Collected data entries
BEGIN

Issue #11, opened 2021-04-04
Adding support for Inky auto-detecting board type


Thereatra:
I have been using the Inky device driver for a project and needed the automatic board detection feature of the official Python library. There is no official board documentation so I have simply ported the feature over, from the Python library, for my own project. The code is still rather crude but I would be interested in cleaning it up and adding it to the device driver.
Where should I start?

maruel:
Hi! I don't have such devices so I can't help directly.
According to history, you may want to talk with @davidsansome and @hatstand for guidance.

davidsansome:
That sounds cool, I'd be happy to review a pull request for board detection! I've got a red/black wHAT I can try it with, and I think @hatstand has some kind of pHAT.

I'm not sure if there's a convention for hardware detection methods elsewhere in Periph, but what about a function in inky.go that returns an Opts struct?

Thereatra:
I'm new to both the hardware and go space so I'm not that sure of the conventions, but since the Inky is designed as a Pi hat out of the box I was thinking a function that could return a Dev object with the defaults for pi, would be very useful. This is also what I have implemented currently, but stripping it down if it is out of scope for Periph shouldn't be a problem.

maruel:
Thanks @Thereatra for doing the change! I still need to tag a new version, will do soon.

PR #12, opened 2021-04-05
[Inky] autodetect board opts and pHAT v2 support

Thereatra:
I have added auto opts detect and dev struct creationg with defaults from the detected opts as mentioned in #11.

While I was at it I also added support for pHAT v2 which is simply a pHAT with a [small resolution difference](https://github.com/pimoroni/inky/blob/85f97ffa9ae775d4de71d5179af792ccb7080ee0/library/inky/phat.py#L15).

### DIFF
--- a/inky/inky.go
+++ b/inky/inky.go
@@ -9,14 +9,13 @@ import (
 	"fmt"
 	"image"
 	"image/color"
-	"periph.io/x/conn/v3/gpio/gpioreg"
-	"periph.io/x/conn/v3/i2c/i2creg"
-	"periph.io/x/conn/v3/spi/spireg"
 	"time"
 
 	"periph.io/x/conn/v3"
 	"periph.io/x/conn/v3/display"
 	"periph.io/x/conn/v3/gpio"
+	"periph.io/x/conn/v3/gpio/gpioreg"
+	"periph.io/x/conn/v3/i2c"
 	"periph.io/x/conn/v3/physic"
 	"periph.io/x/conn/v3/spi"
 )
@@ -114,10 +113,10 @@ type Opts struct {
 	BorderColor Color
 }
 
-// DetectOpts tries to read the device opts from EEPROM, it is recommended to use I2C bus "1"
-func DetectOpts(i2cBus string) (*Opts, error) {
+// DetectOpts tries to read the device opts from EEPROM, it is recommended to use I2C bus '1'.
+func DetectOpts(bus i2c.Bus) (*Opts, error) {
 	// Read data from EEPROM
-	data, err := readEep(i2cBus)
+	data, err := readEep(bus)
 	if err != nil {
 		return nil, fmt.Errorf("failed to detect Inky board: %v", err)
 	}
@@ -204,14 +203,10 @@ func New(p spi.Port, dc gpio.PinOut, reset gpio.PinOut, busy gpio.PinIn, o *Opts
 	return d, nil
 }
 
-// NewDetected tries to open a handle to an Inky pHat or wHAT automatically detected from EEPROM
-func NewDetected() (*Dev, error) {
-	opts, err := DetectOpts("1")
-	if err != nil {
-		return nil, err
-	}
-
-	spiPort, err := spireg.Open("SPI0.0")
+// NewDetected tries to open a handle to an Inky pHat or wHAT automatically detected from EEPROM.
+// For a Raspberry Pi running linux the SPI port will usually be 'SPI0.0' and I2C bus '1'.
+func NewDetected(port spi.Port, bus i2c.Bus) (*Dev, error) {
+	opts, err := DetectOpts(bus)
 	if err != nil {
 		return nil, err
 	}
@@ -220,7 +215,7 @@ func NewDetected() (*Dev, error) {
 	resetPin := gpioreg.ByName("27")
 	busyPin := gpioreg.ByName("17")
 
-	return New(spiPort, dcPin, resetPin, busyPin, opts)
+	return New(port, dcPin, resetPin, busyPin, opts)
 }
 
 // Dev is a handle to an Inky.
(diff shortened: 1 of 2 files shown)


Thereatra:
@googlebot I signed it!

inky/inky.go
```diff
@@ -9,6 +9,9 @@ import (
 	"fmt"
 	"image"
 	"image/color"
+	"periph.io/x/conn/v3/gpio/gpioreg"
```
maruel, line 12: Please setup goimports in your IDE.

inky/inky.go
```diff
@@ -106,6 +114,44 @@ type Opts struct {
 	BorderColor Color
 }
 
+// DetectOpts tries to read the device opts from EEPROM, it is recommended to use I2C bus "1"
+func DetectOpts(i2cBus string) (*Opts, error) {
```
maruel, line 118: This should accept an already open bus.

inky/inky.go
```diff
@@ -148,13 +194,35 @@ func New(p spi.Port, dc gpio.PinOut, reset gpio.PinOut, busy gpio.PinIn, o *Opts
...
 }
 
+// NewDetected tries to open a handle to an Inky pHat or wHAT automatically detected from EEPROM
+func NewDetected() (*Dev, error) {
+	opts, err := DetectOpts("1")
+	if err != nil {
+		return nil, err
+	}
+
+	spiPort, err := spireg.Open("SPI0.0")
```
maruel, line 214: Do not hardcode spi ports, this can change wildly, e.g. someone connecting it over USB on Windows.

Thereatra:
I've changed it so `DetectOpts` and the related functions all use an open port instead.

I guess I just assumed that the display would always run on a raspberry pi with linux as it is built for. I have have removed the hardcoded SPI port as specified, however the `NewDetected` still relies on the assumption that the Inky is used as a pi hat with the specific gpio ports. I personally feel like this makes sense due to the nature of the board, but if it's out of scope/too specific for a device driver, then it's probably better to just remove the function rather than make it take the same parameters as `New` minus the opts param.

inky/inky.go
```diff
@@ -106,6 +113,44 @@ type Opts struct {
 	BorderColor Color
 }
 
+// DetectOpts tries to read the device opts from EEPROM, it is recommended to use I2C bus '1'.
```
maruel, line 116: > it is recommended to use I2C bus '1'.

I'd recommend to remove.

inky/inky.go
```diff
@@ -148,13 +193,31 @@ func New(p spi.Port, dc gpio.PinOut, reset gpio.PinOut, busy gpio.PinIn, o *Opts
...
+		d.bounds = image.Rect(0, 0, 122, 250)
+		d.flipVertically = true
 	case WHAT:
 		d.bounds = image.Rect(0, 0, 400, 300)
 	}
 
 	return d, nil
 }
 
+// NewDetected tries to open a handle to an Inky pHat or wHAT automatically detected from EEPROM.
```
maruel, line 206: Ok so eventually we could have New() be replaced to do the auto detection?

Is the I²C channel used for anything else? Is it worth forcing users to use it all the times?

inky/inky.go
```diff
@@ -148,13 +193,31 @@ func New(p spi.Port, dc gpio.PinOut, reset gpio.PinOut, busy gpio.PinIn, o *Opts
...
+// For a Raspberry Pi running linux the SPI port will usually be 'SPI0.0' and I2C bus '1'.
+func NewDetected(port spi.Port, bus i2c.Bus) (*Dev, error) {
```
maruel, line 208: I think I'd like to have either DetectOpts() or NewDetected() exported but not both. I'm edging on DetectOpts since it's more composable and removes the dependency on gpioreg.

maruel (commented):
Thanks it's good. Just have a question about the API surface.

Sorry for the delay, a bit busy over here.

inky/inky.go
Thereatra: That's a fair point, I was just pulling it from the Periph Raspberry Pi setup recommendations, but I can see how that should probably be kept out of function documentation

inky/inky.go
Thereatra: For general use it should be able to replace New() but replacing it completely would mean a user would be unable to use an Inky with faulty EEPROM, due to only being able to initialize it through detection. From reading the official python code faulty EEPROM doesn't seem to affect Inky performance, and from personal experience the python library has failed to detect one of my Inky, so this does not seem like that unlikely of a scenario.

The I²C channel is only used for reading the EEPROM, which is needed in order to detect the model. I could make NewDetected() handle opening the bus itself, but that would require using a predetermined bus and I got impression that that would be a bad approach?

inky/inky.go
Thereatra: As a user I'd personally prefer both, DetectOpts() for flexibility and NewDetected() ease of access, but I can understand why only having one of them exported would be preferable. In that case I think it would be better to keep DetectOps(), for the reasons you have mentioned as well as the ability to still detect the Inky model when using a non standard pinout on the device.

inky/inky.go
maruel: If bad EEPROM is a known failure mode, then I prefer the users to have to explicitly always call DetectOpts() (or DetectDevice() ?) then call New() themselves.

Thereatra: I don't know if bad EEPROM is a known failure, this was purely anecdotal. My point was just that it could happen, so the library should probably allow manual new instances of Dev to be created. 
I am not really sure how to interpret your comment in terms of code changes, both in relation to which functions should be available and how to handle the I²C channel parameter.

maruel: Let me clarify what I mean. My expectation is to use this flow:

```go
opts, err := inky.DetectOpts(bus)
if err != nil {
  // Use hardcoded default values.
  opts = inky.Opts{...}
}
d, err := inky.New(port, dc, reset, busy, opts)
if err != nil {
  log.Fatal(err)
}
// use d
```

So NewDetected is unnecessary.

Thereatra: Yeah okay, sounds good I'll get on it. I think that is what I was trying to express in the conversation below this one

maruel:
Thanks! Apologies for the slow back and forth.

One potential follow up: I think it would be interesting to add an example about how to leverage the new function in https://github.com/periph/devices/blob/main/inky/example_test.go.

END
BEGIN

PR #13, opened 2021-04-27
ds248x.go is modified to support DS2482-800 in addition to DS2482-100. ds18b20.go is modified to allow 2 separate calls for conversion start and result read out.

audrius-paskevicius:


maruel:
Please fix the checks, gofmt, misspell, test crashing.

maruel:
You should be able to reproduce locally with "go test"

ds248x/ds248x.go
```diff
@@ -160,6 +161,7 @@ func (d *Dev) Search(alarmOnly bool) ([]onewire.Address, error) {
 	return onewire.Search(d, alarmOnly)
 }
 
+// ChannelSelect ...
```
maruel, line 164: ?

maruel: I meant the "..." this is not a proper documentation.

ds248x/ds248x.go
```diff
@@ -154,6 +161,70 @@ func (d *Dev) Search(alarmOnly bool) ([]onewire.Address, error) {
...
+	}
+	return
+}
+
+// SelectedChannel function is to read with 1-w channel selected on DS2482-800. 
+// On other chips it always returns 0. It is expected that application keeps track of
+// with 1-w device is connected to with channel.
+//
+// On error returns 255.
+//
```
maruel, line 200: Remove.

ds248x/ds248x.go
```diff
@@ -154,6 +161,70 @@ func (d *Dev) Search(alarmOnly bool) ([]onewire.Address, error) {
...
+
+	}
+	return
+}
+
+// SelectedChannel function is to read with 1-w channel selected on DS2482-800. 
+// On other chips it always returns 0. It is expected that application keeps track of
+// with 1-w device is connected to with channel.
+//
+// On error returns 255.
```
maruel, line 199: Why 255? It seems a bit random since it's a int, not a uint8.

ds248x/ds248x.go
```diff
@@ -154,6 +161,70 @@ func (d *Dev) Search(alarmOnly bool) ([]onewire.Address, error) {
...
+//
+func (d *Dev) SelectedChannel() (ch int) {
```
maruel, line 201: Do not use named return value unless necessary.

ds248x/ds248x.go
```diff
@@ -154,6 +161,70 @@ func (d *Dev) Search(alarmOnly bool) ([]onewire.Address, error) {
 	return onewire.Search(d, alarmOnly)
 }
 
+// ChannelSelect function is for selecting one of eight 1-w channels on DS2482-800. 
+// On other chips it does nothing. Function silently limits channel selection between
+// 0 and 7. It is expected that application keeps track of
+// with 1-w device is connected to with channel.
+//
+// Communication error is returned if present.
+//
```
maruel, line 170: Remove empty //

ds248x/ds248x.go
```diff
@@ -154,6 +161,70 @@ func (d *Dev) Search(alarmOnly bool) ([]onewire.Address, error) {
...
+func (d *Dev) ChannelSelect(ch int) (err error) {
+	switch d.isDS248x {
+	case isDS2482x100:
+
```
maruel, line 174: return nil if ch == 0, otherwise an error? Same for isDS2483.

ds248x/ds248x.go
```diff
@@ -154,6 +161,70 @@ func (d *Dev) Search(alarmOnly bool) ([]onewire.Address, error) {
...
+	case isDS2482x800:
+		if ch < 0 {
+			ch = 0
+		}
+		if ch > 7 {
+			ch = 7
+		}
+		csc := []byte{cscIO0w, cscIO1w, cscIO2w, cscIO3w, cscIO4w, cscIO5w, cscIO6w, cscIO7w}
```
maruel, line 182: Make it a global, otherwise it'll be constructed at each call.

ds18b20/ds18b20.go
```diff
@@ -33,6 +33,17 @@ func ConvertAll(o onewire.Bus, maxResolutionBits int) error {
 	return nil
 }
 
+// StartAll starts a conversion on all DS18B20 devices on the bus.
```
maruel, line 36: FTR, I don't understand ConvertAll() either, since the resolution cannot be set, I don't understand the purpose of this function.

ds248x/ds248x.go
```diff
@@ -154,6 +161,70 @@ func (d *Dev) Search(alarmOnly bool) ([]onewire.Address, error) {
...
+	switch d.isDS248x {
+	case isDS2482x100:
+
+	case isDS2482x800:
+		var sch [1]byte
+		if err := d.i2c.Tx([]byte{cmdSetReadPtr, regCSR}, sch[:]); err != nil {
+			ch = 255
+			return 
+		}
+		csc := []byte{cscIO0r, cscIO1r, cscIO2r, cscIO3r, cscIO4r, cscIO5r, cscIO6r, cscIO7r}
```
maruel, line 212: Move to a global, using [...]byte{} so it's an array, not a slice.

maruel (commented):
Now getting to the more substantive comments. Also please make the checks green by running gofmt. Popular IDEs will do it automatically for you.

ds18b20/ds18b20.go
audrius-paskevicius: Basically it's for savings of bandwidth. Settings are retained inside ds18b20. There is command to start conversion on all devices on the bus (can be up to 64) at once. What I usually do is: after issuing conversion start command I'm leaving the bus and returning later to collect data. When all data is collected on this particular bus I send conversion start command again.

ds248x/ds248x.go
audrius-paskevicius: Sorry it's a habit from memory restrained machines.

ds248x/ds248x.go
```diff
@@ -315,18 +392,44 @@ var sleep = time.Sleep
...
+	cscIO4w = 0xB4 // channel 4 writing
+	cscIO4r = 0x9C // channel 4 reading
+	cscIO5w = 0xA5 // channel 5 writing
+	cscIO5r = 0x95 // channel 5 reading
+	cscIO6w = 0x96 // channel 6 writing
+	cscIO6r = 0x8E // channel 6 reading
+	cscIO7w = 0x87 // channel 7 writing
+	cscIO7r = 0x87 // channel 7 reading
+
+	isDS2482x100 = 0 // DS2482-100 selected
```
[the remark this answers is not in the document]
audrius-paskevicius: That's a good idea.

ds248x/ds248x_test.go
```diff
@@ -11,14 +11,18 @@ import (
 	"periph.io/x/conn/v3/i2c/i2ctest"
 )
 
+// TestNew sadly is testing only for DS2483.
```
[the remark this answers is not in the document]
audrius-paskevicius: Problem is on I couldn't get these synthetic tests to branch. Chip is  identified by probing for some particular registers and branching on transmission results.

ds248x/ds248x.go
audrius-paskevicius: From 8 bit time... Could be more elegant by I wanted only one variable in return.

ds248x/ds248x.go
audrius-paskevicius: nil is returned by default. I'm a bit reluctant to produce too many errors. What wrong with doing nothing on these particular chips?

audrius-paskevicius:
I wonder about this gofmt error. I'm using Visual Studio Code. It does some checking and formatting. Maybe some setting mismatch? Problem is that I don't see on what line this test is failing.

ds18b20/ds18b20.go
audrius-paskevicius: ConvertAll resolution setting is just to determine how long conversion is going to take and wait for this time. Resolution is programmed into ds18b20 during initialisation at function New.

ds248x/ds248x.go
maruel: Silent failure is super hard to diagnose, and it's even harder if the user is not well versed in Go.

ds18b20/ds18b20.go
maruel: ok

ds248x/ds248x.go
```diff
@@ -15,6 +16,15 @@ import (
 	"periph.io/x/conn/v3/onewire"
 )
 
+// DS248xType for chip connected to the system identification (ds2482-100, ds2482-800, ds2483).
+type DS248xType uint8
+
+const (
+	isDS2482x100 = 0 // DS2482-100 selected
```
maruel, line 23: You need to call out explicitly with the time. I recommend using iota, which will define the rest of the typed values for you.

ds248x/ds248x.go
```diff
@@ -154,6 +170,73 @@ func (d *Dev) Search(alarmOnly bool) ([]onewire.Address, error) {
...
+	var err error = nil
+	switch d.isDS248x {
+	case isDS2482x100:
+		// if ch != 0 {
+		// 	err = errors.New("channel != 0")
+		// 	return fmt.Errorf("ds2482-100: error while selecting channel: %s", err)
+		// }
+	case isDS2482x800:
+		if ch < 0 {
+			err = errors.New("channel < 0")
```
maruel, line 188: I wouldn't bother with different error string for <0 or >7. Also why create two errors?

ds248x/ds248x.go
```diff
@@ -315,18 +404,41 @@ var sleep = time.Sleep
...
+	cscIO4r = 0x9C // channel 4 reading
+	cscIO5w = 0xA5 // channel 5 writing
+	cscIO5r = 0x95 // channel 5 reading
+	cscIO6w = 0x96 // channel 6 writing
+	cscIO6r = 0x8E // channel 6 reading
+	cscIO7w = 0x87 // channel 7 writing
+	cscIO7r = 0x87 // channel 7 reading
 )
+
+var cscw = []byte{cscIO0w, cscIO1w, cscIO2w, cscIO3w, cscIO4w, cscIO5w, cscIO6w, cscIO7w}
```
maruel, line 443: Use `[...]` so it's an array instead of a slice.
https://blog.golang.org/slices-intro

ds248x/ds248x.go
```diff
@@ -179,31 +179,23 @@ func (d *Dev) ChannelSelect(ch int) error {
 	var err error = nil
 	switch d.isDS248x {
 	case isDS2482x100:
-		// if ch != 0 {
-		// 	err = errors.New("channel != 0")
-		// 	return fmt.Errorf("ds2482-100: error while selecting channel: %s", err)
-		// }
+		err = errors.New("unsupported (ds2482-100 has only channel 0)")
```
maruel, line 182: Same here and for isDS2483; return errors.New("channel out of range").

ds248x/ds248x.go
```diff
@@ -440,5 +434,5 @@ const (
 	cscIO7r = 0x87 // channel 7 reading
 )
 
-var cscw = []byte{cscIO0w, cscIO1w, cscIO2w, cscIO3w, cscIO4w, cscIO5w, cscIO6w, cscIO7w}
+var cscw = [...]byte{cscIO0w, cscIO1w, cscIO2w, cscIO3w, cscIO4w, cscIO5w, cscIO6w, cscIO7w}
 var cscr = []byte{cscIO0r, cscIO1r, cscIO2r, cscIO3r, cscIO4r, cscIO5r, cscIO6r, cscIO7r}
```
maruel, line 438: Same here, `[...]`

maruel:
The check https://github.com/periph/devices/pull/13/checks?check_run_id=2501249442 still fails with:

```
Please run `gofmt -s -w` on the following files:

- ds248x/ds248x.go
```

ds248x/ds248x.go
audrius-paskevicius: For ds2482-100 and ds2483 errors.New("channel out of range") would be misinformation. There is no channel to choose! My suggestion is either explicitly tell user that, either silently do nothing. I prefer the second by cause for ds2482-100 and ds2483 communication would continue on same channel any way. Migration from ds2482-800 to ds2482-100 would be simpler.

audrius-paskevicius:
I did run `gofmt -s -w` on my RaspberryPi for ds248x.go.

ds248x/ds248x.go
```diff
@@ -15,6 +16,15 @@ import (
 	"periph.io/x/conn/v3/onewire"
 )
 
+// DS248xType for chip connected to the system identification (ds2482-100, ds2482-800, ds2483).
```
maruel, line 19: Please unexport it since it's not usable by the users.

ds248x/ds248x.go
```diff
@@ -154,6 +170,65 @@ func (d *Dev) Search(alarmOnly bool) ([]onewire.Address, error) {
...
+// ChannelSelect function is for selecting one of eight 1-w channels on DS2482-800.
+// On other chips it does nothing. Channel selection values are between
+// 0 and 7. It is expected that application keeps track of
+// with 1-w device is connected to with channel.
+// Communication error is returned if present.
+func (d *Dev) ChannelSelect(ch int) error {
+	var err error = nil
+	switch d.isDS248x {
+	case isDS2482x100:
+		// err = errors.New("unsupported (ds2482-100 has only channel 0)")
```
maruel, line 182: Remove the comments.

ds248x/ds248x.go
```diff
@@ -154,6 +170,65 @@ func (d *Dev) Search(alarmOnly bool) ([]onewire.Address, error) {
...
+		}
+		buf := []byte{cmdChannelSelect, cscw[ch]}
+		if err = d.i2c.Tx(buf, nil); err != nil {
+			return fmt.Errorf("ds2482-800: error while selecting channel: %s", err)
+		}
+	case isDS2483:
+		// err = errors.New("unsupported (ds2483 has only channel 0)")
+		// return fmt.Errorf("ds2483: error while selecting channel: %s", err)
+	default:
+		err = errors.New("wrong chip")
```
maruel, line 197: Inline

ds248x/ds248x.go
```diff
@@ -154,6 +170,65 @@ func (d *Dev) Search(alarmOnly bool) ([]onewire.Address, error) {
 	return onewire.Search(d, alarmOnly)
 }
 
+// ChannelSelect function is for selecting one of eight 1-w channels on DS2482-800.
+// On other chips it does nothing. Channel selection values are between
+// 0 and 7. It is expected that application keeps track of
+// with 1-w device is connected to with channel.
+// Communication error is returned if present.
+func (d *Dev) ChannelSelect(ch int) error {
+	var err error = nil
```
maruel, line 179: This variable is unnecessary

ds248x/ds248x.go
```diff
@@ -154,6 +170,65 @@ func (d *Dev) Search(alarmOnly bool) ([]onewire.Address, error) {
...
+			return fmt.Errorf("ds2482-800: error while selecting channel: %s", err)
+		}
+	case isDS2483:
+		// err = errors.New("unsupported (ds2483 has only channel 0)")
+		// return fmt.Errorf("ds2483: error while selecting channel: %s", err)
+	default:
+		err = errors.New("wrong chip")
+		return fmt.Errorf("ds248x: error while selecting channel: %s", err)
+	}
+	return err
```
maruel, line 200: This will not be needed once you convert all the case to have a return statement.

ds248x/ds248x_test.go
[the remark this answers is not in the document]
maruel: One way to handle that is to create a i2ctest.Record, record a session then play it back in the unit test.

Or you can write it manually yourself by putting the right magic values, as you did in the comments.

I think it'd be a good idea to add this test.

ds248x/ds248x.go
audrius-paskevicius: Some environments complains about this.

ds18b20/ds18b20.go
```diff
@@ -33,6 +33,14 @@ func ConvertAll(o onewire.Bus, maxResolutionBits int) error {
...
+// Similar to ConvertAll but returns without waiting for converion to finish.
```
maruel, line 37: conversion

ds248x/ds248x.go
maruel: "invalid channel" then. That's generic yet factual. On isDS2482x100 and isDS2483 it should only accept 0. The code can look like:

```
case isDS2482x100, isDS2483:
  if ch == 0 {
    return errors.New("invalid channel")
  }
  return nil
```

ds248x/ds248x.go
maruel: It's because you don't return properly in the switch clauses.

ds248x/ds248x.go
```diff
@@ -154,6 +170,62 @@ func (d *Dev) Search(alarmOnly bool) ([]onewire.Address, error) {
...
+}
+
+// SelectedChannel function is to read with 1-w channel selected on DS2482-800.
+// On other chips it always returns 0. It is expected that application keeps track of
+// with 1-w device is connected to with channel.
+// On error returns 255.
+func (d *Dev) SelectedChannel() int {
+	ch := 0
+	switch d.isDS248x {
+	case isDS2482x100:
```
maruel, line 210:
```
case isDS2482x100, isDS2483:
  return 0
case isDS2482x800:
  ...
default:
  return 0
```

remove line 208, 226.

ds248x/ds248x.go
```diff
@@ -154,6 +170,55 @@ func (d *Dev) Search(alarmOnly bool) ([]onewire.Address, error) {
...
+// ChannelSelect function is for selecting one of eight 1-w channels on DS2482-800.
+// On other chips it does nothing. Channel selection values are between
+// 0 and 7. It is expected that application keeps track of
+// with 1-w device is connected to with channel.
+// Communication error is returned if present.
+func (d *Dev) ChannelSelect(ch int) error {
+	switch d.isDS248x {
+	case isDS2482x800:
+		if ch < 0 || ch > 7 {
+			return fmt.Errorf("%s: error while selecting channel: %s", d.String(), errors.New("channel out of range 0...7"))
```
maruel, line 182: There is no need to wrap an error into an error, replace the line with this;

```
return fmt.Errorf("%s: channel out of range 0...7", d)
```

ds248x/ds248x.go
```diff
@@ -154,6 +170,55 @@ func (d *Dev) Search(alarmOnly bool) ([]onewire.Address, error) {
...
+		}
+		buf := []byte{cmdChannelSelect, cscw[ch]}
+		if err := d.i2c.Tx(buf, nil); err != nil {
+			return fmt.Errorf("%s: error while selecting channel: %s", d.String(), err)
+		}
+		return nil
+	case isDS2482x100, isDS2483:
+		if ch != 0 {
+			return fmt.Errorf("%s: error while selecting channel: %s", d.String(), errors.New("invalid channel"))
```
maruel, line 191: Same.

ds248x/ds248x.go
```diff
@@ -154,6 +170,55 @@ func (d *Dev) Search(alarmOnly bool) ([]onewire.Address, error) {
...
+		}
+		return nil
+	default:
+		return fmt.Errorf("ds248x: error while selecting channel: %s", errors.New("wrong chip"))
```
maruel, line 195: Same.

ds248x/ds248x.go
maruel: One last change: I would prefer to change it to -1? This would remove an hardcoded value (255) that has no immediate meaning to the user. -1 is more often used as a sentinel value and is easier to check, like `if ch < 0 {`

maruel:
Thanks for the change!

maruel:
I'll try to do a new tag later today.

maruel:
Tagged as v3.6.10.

END

Among the lines in the data above, find those containing "these" and give only how many there are.

Exercise answer: 2